É um desafio grande fazer canções assim e mesmo assim conseguir deixá-las interessantes?
Sem dúvida. É muito difícil. Tem que haver uma razão para serem longas, sabes? Não pode ser só porque nos apetece. Acho que permite que entremos mais na canção: tentamos encontrar sempre algo mais, ir mais fundo naquilo que fazemos. Claro que também nos obriga a trabalhar muito mais.
“No início só sabia que queria que fosse um disco mais ligado à soul, mais escuro. E isso também estava ligado ao som, além do sentimento das canções”
O título do disco, Love & Hate (amor e ódio), vem de onde?
Amor e ódio, para mim, é aquilo que significa ser humano. O ser humano vive em permanente conflito, entre aquilo que é certo e é errado; há sempre escolhas para fazer, ponderar para onde se deve ir, que viragens devemos fazer na vida. São as escolhas que determinam quem somos e que determinam a vida que vivemos.

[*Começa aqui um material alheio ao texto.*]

PR #2980, opened 2021-03-23
docs: document potential container startup issues

shashankram:
-->
**Description**:

**Affected area**:

- New Functionality      [ ]
- Documentation          [X]
- Install                [ ]
- Control Plane          [ ]
- CLI Tool               [ ]
- Certificate Management [ ]
- Networking             [ ]
- Metrics                [ ]
- SMI Policy             [ ]
- Security               [ ]
- Tests                  [ ]
- CI System              [ ]
- Demo                   [ ]
- Performance            [ ]
- Other                  [ ]

`No`

### DIFF
--- a/docs/content/docs/tasks_usage/container_startup.md
+++ b/docs/content/docs/tasks_usage/container_startup.md
@@ -1,0 +1,27 @@
+---
+title: "Application Container Startup"
+description: "Application Container Startup"
+type: docs
+---
+
+# Container Startup
+
+Since OSM injects application pods that are a part of the service mesh with a sidecar proxy and sets up traffic redirection rules to route all traffic to/from pods via the sidecar proxy, in some circumstances existing application containers might not startup as expected.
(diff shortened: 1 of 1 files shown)


draychev (approved):

eduser25 (approved):
looks good, wondering if there should be a threshold of what to expect at startup given reasonable assumptions (as in, when does connectivity not establishing become an issue)

snehachhabria (approved):

shashankram:
> looks good, wondering if there should be a threshold of what to expect at startup given reasonable assumptions (as in, when does connectivity not establishing become an issue)

This threshold won't be deterministic because it depends on the type of traffic (egress vs in-mesh), type of traffic policy mode (permissive vs SMI), time taken for the config to be realized, time taken for proxy container to come up etc. Some of these depend on k8s (container scheduling, resource being available).

PR #2991, opened 2021-03-24
rds: use consistent naming style for config name

shashankram:
**Description**:
Use `resource-name` style for naming RDS configs to be
consistent with other config names (listener, filter chains,
virtual host, stats etc.).

No functional change.

**Affected area**:

- New Functionality      [ ]
- Documentation          [ ]
- Install                [ ]
- Control Plane          [X]
- CLI Tool               [ ]
- Certificate Management [ ]
- Networking             [ ]
- Metrics                [ ]
- SMI Policy             [ ]
- Security               [ ]
- Tests                  [ ]
- CI System              [ ]
- Demo                   [ ]
- Performance            [ ]
- Other                  [ ]

`No`

### DIFF
--- a/docs/content/docs/tasks_usage/traffic_management/permissive_traffic_policy_mode.md
+++ b/docs/content/docs/tasks_usage/traffic_management/permissive_traffic_policy_mode.md
@@ -168,7 +168,7 @@ In permissive mode, OSM controller programs wildcard routes for client applicati
           "ads": {},
           "resource_api_version": "V3"
          },
-         "route_config_name": "RDS_Outbound"
+         "route_config_name": "rds-outbound"
         },
         "http_filters": [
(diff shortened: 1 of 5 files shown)


nojnhuh (approved):

eduser25 (approved):
I would even argue the rds prefix is redundant... but since resource name could be anything on wildcard I guess makes sense to keep

shashankram:
> I would even argue the rds prefix is redundant... but since resource name could be anything on wildcard I guess makes sense to keep

Yes it might not be necessary to prefix `rds` here, but left this to be sort of consistent with other resources, ex. `inbound-mesh-http-filter-chain`.

michelleN (commented):
👍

Fazer um disco com sentimentos tão vincados, inerentes à condição do ser humano, e tão crus, mostra a tua grande ambição artística?
Acho que sim. Fui mais ambicioso, sem dúvida. Sempre quis fazer música que afetasse e deixasse marcas em alguém. Tentei ir mais fundo, tentei fazer o melhor trabalho possível. Fui mais ambicioso em todos os aspetos.

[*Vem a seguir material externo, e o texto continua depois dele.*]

PR #3005, opened 2021-03-25
e2e: Make a namespace for ingress nginx

eduser25:
For NoInstall, nginx could install in `kube-system` if `OsmNamespace` is there.
It's not a major problem, but it makes cleanup better in case something
fails, as later the namespace can be just removed, as opposed to
deleting individual leftovers from `kube-system`.

- Tests                  [x]

No

### DIFF
--- a/tests/e2e/e2e_http_ingress_test.go
+++ b/tests/e2e/e2e_http_ingress_test.go
@@ -76,12 +76,15 @@ var _ = OSMDescribe("HTTP ingress",
 				}
 			}
 
+			ingressNs := "ingress-ns"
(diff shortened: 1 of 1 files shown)


shashankram (approved):

tests/e2e/e2e_http_ingress_test.go
```diff
@@ -76,12 +76,15 @@ var _ = OSMDescribe("HTTP ingress",
 				}
 			}
 
+			inressNs := "ingress-ns"
```
nojnhuh, line 79:
```suggestion
			ingressNs := "ingress-ns"
```

nojnhuh (approved):
LGTM, just one typo.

O Danger Mouse foi o produtor do disco. Porque é que quiseste fazer o álbum com ele?
Porque gosto dos discos dele. Foi com os álbuns dele com que cresci, quando andava na escola. E depois, já mais velho, fui conhecendo o trabalho dele com Gnarls Barkley ou Broken Bells, mas também a produção com os The Black Keys. Gosto muito da forma como soam as suas produções, que mesmo sendo pop tem muita criatividade e integridade. E fiquei muito feliz de poder trabalhar com alguém assim.
“Fui mais ambicioso, sem dúvida. Sempre quis fazer música que afetasse e deixasse marcas em alguém. Tentei ir mais fundo, tentei fazer o melhor trabalho possível. Fui mais ambicioso em todos os aspetos”

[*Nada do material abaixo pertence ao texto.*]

PR #3014, opened 2021-03-26
Manual guide for Prometheus and Grafana deployment

eduser25:
Separate guide for individual bring up and configuration of the
OSM observability components.

- Uses helm deployments to avoid unsavory batches of `apply -f`s
- Instructs to replace scraping configuration with OSM's one on
Prometheus.
- Instructs how to load Prometheus as Data source and load OSM
dashboards from Grafana.com

**Affected area**:

- Documentation          [ ]

No


draychev (approved):

eduser25:
I see that on the `netlify/osm-docs/deploy-preview` preview images are not rendered, but I doubled checked the paths are correct.
I wonder if it's because I'm using html notation instead of markdown. The relative paths are correct nonetheless, and other guides do use relative paths with no issues.

In case it were a preview problem, I can fix it to move the images to markdown post-merge.

shashankram (approved):

shashankram:
> I see that on the `netlify/osm-docs/deploy-preview` preview images are not rendered, but I doubled checked the paths are correct.
> I wonder if it's because I'm using html notation instead of markdown. The relative paths are correct nonetheless, and other guides do use relative paths with no issues. Github markdown rendering does show them just fine.
> 
> In case it were a preview problem, I can fix it to move the images to markdown post-merge.

Let's follow this up post merge.

nojnhuh:
> I see that on the `netlify/osm-docs/deploy-preview` preview images are not rendered, but I doubled checked the paths are correct.
> I wonder if it's because I'm using html notation instead of markdown. The relative paths are correct nonetheless, and other guides do use relative paths with no issues. Github markdown rendering does show them just fine.
> 
> In case it were a preview problem, I can fix it to move the images to markdown post-merge.

Looks like adding an extra `../` to the image paths on the site makes the images work there.

shashankram:
> > I see that on the `netlify/osm-docs/deploy-preview` preview images are not rendered, but I doubled checked the paths are correct.
> > I wonder if it's because I'm using html notation instead of markdown. The relative paths are correct nonetheless, and other guides do use relative paths with no issues. Github markdown rendering does show them just fine.
> > In case it were a preview problem, I can fix it to move the images to markdown post-merge.
> 
> Looks like adding an extra `../` to the image paths on the site makes the images work there.

Yes, for non index.md files an extra `../` is necessary

eduser25:
working now.

Issue #2798, opened 2021-03-10
Make ingress compatible with v1 of Kubernetes ingress


shashankram:
**Please describe the Improvement and/or Feature Request**
Kubernetes ingress became GA in 1.19, and there were several improvements to the ingress spec.

One very noticeable change OSM must support is honoring the `pathType` attribute for an HTTP path in the ingress spec:
https://kubernetes.io/docs/concepts/services-networking/ingress/#path-types

At the very minimum, OSM must support 3 types of path matching semantics:
1. Exact - exact match on paths (`/foo matches /foo`)
2. Prefix - prefix matching on paths (`/foo matches /foo/bar and not /foobar`)
3. Regex - Regex matching on paths (`/?(.*) matches /foo and /foobar`)

Without this support, ingress in OSM will be of limited use for the following reasons:
1. Most ingress controllers support some form of prefix based matching (should be the default in OSM)
2. Limiting path matching to regex has multiple issues: 
        - Regex engine used by the ingress controller could be different than the one required by Envoy (Google RE2), ex. PCRE2 vs Google RE2
        - Regex matching is error prone. A good example of this is the Cloudflare outage described in https://blog.cloudflare.com/details-of-the-cloudflare-outage-on-july-2-2019/  that was using a very complex regex match that broke in production
3. In some cases exact matching is required

This issue proposes to tweak the existing ingress implementation and support `pathType` based path matching for k8s >= 1.19. 

`ImplementationSpecific` pathType will defer to regex matching if the path looks like a regex, otherwise use string based prefix matching. Note that string based prefix matching is different than the `Prefix` path type as defined by k8s.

Ele também te desafiou a ir à procura de coisas novas? Novos instrumentos, por exemplo: mais guitarra elétrica e não tanto a acústica?
Sem dúvida. Encorajou-me muito, não só na forma como toquei guitarra, mas também na forma como abordei a escrita. Fez-me ver que eu conseguia ser mais do que aquilo que eu pensava que era.
No último ano, houve duas músicas tuas a serem incluídas em bandas sonoras de duas marcantes séries televisivas: “Home Again”, do primeiro disco, em Atlanta; e “Black Man In A White World”, deste segundo disco, em The Get Down. Queres explicar-nos um bocadinho melhor esta segunda faixa ou o título é auto-explicativo?
O título é provocador e causador de reações, mas acredito que se escutarmos a canção toda percebe-se melhor aquilo que eu quis dizer. Há quem pense que “Black Man In a White World” é sobre raça, mas não: é sobre identidade. Parece uma canção zangada e até ofensiva, agressiva. Mas é bom ter esse tipo de sentimentos nas músicas. A música é entretenimento, mas também é arte, ou seja é provocativa, mexe com as emoções.
“Por exemplo: tenho-me inspirado muito em nomes como Kendrick Lamar e noutros artistas de hip hop, provocativos. Outros exemplos disso são aquilo que o Kanye West e o Frank Ocean fizeram há uns anos”
A música tem-se tornado mais entretenimento e menos arte?
Na verdade, creio que não. Hoje há mais das duas coisas. Por exemplo: tenho-me inspirado muito em nomes como Kendrick Lamar e noutros artistas de hip hop, provocativos. Outros exemplos disso são aquilo que o Kanye West e o Frank Ocean fizeram há uns anos.
O hip hop é um género que te provoca? Gostavas de te aproximar mais ao hip hop?
Não sinto uma ligação a esse ponto. Adoro vozes e canções. Sou mais influenciado pelo hip hop pela emoção e pela energia. Ouço muitos discos de hip hop para apanhar sonoridades e inspirar-me a ter uma frescura nas canções.